An Investigation on Machine Learning Predictive Accuracy Improvement and Uncertainty Reduction using VAE-based Data Augmentation

Alsafadi, Farah, Yaseen, Mahmoud, Wu, Xu

arXiv.org Artificial Intelligence 

However, a unique challenge in nuclear engineering is data scarcity because experimentation on nuclear systems is usually more expensive and time-consuming than most other disciplines. Large amounts of data may be available for certain parts such as pipes, pumps and turbines, etc., due to large network of sensors, but not for many others, such as critical heat flux in thermal-hydraulics experiments, advanced materials qualification data like molten salts and multi-principal element alloys, etc.
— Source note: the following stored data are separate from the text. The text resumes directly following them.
PR #3042, opened 2023-02-02
Removed log spam from distributed loader

tgaddair:
Because this function gets called many times on the critical path for each metric, it produces a lot of spam, and is not a very informative message.

### DIFF
--- a/ludwig/distributed/__init__.py
+++ b/ludwig/distributed/__init__.py
@@ -1,4 +1,3 @@
-import logging
 from typing import Type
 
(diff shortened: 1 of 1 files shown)


justinxzhao (approved):

arnavgarg1 (approved):
Alternative is to use the `log_once` function in `ludwig/utils/logging_utils`

tgaddair:
@arnavgarg1 Nice! Didn't know about this. I think this log might be kinda useless in general, but good to know about that!

PR #3046, opened 2023-02-03
Fix TLE: safe divide by zero + normalize at sequence level

jppgks:
This PR fixes
1. a bug where token attributions contained NaN values
2. a bug where token attributions were normalized by the norm across the whole batch instead of the per-sequence norm 

and adds a test to avoid these from happening again going forward.

For 1., the cause was a division by zero silently returning NaNs. 
The norm of token attributions is 0 when all attributions are 0. In that case, we now return the original 0 attributions instead of NaNs.

For 2., the cause was a missing `dim` argument in the call to `torch.linalg.norm`.

### DIFF
--- a/ludwig/explain/captum.py
+++ b/ludwig/explain/captum.py
@@ -429,7 +429,10 @@ def get_token_attributions(
     )
 
     # Normalize token-level attributions to visualize the relative importance of each token.
-    token_attributions = token_attributions / torch.norm(token_attributions)
+    norm = torch.linalg.norm(token_attributions, dim=1)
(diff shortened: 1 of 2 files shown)


connor-mccorm (approved):
LGTM! Thanks for the fix Joppe!

martindavis:
Thanks for updating the BE @jppgks ! Hey @connor-mccorm , is there any FE code we can simplify now that this is merged?

connor-mccorm:
I think so actually. Hung-wei added some logic to control for nans but if this prevents them to begin with we can remove. I'll add a linear issue to track this.

PR #3053, opened 2023-02-07
Update schema to correctly reflect supported missing value strategies for different feature types

arnavgarg1:
This PR ensures that Ludwig's schema correctly reflects the missing value strategies supported for input and output feature types in Ludwig.

Notable changes:
- `drop_row` is not supported for input features, but only for output features. This is now removed as an option for input feature types.
- `fill_with_mean` is only supported for number features, so this is removed from the schema options for all other feature types.
- `date` input features only support `fill_with_const`, `bfill` and `ffill`.

Associated documentation update PR: https://github.com/ludwig-ai/ludwig-docs/pull/258


justinxzhao:
I can see reasons to keep `drop_row` around for input features, for example, as a convenience to automatically drop examples that are missing them.

Curious if other people have thoughts on this.

arnavgarg1:
@justinxzhao That makes sense, but I think that can cause situations where all rows get dropped in the training set after preprocessing which I don't think, is a good outcome. Wdyt?

justinxzhao:
@arnavgarg1 I would expect that to be an odd, but desirable outcome actually, for what's probably a mismatch between the configuration and the user's understanding of their dataset.

arnavgarg1:
@justinxzhao makes sense, added drop row back :)

justinxzhao (approved):
LGTM

PR #3054, opened 2023-02-07
Fix `fill_with_mode` when using Dask

arnavgarg1:
Dask returns a Dask index structure because of lazy evaluation, so we need to force computation of the `value_counts()` method so we can grab the mode of the column to use as the fill_value.


justinxzhao (approved):
Thanks for the quick fix!

PR #3058, opened 2023-02-08
Improve observability when using cached datasets during preprocessing

arnavgarg1:


ludwig/data/cache/manager.py
```diff
@@ -81,6 +87,11 @@ def delete(self):
                 # Parquet entries in the cache_ma can be pointers to directories.
                 delete(fname, recursive=True)
 
+    def get_cached_obj_path(self, cached_obj_name: str) -> str:
+        if cached_obj_name in self.cache_map:
```
tgaddair, line 91: Simplify:

```
return self.cache_map.get(cached_obj_name)
```

ludwig/data/cache/manager.py
```diff
@@ -25,20 +25,26 @@ def get(self):
             return None
 
         try:
-            cache_training_set_metadata = data_utils.load_json(training_set_metadata_fp)
+            cached_training_set_metadata = data_utils.load_json(training_set_metadata_fp)
         except Exception as e:
-            logger.error(f"failed to load cached training set metadata at {training_set_metadata_fp}", exc_info=e)
+            logger.error(f"Failed to load cached training set metadata at {training_set_metadata_fp}", exc_info=e)
```
tgaddair, line 30: Should probably be:

```
logger.exception(f"Failed to load cached training set metadata at {training_set_metadata_fp}")
```

Then we don't need the exc_info shennigans.

tgaddair (approved):
LGTM, just nits.

PR #3061, opened 2023-02-08
Remove passthrough encoder from sequence and text features encoder registry

jeffkinnison:
Using the passthrough encoder with sequence or text features leads to the following error:

```
File "/home/ray/anaconda3/lib/python3.8/site-packages/ludwig/utils/torch_utils.py", line 211, in _computed_output_shape
    dummy_input = torch.rand(2, *self.input_shape, device=self.device)
TypeError: rand() argument after * must be an iterable, not NoneType
```
This update removes the passthrough encoder from the sequence and text features' encoder registries.

### DIFF
--- a/ludwig/schema/encoders/sequence_encoders.py
+++ b/ludwig/schema/encoders/sequence_encoders.py
@@ -19,7 +19,7 @@ class SequenceEncoderConfig(BaseEncoderConfig):
 
 
 @DeveloperAPI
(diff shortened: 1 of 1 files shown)


connor-mccorm:
We're just removing this temporarily until it's fixed right?

jeffkinnison:
The underlying issue--`self.input_shape` not being set--seems fixable. I'll look into a fix this week and re-enable if possible.

connor-mccorm (approved):

PR #3062, opened 2023-02-08
Remove RNN invalid cell types from the schema

jeffkinnison:
The schema currently supports `StackedRNN` and `StackedCNNRNN` cell types that are not in the registry, including `lstm_block`, `ln`, `lstm_cudnn`, `gru_block`, `gru_cudnn`, and `None`. This update removes the invalid cell types from the schema and updates docstrings.


justinxzhao (approved):
Thanks!

PR #3063, opened 2023-02-08
fix: Set `hyperopt.parameters` default to `{}` and reject `None`

ksbrar:


ludwig/schema/model_types/utils.py
```diff
@@ -181,7 +181,9 @@ def set_hyperopt_defaults_(config: "ModelConfig"):
 
     # Set default num_samples based on search space if not set by user
     if config.hyperopt.executor.num_samples is None:
-        _contains_grid_search_params = contains_grid_search_parameters(config.hyperopt.to_dict())
+        from ludwig.schema.hyperopt import HyperoptConfig
+
+        _contains_grid_search_params = contains_grid_search_parameters(HyperoptConfig.Schema().dump(config.hyperopt))
```
tgaddair, line 186: Hmm, not sure I understand this. Shouldn't the hyperopt config object already be fully materialized in this way?

Also, need a test that repros the issue.

tgaddair:
Would prefer to remove the `hyperopt: {}` section since it's essentially deprecated. See #3064.

ksbrar:
Closed in favor of #3064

Particularly concerning is the lack of data for advanced reactor design and safety analysis, raising challenges for utilizing ML in licensing analyses of advanced nuclear reactors. In these cases, we need to move beyond "throw more data and re-train" at the problem, which is the common solution in areas such as computer vision and natural language processing that have access to "big data". One potential way to address the data scarcity issue is data augmentation using deep generative learning. Deep generative learning is an unsupervised ML technique that aims at discovering and learning the regularities or patterns in existing data using deep generative models (DGMs), in order to generate new samples that plausibly could have been drawn from the real dataset. DGMs are typically neural networks (NNs) trained to learn or approximate the underlying distribution of the training data. This enables them to generate synthetic samples that closely match the distribution of the original training data. By employing DGMs for data augmentation, one can significantly expand the training dataset for ML models to achieve better performance in other tasks, such as data-driven predictive ML models. Data augmentation with DGMs is still a relatively new research area in nuclear engineering, but has been studied for a few years in computer vision and natural language processing for datasets involving images, audios, videos, spoken words, etc.